ABOUT THIS TASK: Please return all lines of the data below containing the string "https".

Content starts

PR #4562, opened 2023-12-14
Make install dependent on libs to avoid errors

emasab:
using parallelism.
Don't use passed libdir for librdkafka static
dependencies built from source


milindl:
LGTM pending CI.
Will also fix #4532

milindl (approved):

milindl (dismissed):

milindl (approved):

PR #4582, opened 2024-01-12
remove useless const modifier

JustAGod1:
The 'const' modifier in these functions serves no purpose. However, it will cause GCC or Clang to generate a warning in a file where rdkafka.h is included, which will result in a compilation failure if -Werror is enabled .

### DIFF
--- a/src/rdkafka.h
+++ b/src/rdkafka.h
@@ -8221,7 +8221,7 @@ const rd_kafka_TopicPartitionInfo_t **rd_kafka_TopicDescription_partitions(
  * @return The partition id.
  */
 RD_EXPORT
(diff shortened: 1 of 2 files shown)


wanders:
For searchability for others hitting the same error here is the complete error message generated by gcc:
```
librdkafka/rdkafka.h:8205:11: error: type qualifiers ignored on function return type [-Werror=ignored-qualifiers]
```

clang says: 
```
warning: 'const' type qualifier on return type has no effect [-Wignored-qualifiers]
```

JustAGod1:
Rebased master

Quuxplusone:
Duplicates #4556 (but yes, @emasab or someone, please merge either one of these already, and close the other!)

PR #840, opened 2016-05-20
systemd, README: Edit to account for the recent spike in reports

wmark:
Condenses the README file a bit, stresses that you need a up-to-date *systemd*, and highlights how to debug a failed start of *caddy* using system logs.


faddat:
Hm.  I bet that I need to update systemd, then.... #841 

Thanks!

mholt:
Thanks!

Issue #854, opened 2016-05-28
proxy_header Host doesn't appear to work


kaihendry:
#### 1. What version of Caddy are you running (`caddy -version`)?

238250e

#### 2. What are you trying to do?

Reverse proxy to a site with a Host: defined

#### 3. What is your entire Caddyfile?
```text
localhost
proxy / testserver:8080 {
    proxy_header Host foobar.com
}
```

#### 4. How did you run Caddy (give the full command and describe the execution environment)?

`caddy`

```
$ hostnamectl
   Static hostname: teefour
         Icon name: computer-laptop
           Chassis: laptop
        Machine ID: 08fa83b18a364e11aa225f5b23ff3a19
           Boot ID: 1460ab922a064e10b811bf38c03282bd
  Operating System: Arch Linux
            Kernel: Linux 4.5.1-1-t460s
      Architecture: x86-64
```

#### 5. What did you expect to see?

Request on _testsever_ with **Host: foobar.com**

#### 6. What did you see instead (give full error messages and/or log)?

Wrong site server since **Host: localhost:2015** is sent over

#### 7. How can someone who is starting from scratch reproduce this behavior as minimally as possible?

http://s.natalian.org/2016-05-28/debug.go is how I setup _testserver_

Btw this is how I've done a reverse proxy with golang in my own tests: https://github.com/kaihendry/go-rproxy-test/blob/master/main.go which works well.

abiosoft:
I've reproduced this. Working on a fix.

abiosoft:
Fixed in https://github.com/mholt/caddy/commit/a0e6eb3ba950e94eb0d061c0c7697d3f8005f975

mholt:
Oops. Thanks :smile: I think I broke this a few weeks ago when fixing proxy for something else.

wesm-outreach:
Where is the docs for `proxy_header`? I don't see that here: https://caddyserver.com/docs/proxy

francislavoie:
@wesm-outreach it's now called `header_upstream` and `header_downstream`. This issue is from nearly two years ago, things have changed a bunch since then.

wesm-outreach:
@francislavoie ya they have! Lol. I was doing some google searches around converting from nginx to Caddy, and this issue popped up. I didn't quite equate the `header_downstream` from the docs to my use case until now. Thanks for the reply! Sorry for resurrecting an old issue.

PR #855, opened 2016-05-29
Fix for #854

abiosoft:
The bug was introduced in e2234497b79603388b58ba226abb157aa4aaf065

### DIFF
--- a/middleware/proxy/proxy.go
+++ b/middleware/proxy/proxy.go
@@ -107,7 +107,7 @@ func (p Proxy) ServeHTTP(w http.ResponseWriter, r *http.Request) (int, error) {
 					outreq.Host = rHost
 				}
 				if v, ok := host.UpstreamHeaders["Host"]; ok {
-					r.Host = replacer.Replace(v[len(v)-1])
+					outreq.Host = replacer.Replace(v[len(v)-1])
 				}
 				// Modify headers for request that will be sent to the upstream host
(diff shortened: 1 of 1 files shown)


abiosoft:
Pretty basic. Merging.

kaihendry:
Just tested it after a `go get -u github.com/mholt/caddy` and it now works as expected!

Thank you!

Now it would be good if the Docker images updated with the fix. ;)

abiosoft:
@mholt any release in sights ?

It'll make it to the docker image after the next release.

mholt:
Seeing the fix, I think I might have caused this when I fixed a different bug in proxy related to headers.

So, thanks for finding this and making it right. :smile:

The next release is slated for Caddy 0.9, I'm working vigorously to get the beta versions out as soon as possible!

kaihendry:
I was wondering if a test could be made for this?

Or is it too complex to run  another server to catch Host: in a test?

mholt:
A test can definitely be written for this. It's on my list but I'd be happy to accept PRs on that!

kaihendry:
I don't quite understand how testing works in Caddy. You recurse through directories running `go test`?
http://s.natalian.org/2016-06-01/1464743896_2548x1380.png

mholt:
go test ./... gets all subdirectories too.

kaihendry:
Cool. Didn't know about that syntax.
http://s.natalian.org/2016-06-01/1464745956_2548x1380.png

Content ends

EXERCISE RESPONSE:
Btw this is how I've done a reverse proxy with golang in my own tests: https://github.com/kaihendry/go-rproxy-test/blob/master/main.go which works well.
Fixed in https://github.com/mholt/caddy/commit/a0e6eb3ba950e94eb0d061c0c7697d3f8005f975
Where is the docs for `proxy_header`? I don't see that here: https://caddyserver.com/docs/proxy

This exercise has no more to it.